It wasn’t atheism. It was the ontology, and Sartre’s analysis of bad faith that seemed so different from the other philosophers I was reading — I mean Aquinas, Descartes, Kant.

Personal or academic challenges?

Languages. I’ve studied Latin, Spanish, French and German, but I’ve never done well or become fluent in any of them.

Earlier, you said as a kid you were interested in becoming a philosopher. As an undergrad, when did you decide to commit to philosophy exactly?

It’s difficult to say. I know I read much beyond my course work for the philosophy major. I was motivated enough to do a Master’s degree, and once I started that I was hooked. Good teachers again. Thomas Busch (for Sartre and Merleau-Ponty), Jack Caputo (for Husserl and Heidegger), and John Tich, whose course on Nietzsche was mainly about the Greeks (whom he could recite from memory in the original Greek) and Heidegger.

What did your parents make of this decision?

They were cool with it since they didn’t know what philosophy was.

Ha! Did you ever consider doing anything else?
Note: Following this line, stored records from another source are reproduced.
Issue #2409, opened 2023-10-05
if there is possible to add catserver version tag to support 1.16.5 and 1.18.2?


IwasawaMasami:
### Enhancement Type

Improve an existing feature

### Describe the enhancement

accroding to cuurent [CatServer release](https://github.com/Luohuayu/CatServer/releases) now support 1.16.5 and 1.18.2.

itzg:
Interesting. So their release names convey the applicable Minecraft version. Looks like Catserver support will need to be completely re-written then. 

Contributions are welcome.

Issue #2204, opened 2023-06-12
Support for an additional java version (java11-graalvm-ce)


PalmierPale:
### Enhancement Type

New server type

### Describe the enhancement

Hello,
I would like to know if it was possible to add a java version in tag for the itzg/docker-minecraft-server image.
I use a Minecraft server software (CatServer) in 1.16.5 and I would have to use a version of java 11 because java 8.
Of all the java versions on offer, I really prefer java graalvm-ce because after several tests I've carried out, it's the one that offers the best cpu / ram performance.
Unfortunately, itzg/docker-minecraft-server images with graalvm-ce only exist in java 8 (outdated) and java 17 (too recent).
Would it be possible to add the itzg/docker-minecraft-server:java11-graalvm-ce image?

Regards

itzg:
The graalvm variants tend to use the most build time, as seen here:

https://github.com/itzg/docker-minecraft-server/actions/runs/5243668852/usage

So I am hesitant to another if not taking away java 8 or 17. 

Can you provide your testing methodology and analysis where you determined the graalvm offered the best performance?

PalmierPale:
I don't really have any precise statistics to provide, the tests I did were more to validate what I read about graalvm.

I can give you the sources I used to research the subject:
- https://github.com/brucethemoose/Minecraft-Performance-Flags-Benchmarks
(and I've just realized that all reddit threads have been made private for some time)

If you want, I can redo the tests with more precision and a more defined methodology to get more reliable data on the performance advantages between native java, openj9 and graalvm.

But for my first observations, if openj9 is slightly better on ram consumption, it's bad on cpu performance, having only 2 players connected and immobile with a hundred mods and a blank server, the duration of a tick is 14ms on openj9 (and I'm not talking about chunk generation which is very slow) when graalvm arrives at 8ms.
After all, as I said above, these are approximate figures based on tests that aren't really very reliable, so it's more my "feeling".

itzg:
Sorry if I'm sounding obstinate, but I need to do some due diligence before adding yet another variant to the long list I already provide...and this is the first time this particular variant has been requested out of millions of image downloads. 

That aside, the article mentions **Enterprise** Edition (EE) has the supposed optimization features.

> Only GraalVM Enterprise Edition comes with the full set of optimizations.

From https://github.com/brucethemoose/Minecraft-Performance-Flags-Benchmarks#graalvm-enterprise-edition

[...]

Issue #1914, opened 2023-01-18
Forge Version is always for MC 12.2 when using Catserver


AlfredQingyao:
### Describe the problem

I want to run a 1.16.5 catserver MC server.
I changed the MC server env to 1.16.5 but the forge Version doesn't change.
I've tried to add env 'FORGE_FORCE_REINSTALL' and 'FORGE_VERSION=36.2.35' to reinstall right Forge version, but useless.

### Container definition

```
Paste run command or compose file here
```
![image](https://user-images.githubusercontent.com/25794476/213180619-f4fd927b-1be7-4f7f-9165-9124c4ca6e06.png)

### Container logs

```
Paste logs here
```
[init] Running as uid=1000 gid=1000 with /data as 'drwxrwx--- 18 1000 100 4096 Jan 18 21:03 /data'
[init] Resolved version given 1.16.5 into 1.16.5 and major version 1.16

[init] Resolving type given Catserver
[init] Using Aikar's flags
[init] Setting initial memory to 4G and max to 4G
[init] Starting the Minecraft server...
Loading libraries, please wait...
2023-01-18 21:05:21,914 main WARN Disabling terminal, you're running in an unsupported environment.
[21:05:22] [main/INFO]: Loading tweak class name net.minecraftforge.fml.common.launcher.FMLServerTweaker
[21:05:22] [main/INFO]: Using primary tweak class name net.minecraftforge.fml.common.launcher.FMLServerTweaker
[21:05:22] [main/INFO]: Calling tweak class net.minecraftforge.fml.common.launcher.FMLServerTweaker
[21:05:22] [main/INFO]: Forge Mod Loader version 14.23.5.2860 for Minecraft 1.12.2 loading

[21:05:22] [main/INFO]: Java is OpenJDK 64-Bit Server VM, version 1.8.0_212, running on Linux:amd64:5.10.28-Unraid, installed at /usr/lib/jvm/java-1.8-openjdk/jre

itzg:
With brief research I see that the releases are mixed 1.12 and 1.16. 

https://github.com/Luohuayu/CatServer/releases

This will need to be an enhancement to handle those more specifically.

SgtMate:
Not sure but is this still a thing. Thought about working on that, but the github page seems down and the api calls in the code hits a wall of 404. 
I see 3 possible solutions: 1. Im stupid and need help opening a weblink. 2. This is dead and we should remove this `type` 3. we keep it as is and nothing happened here.

[...]

Issue #1034, opened 2021-09-09
Support for subsequent end of catserver


yzazzx2021:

Yes, I was a private detective for about three years. I worked for an agency investigating bank fraud among other things and I thought about getting my own license. Although I didn’t solve many cases the agency thought I was quite good because I knew how to write and they required written reports to keep their clients happy. There was a moment I considered going to law school, but my experience testifying in court on these bank cases quickly changed my mind.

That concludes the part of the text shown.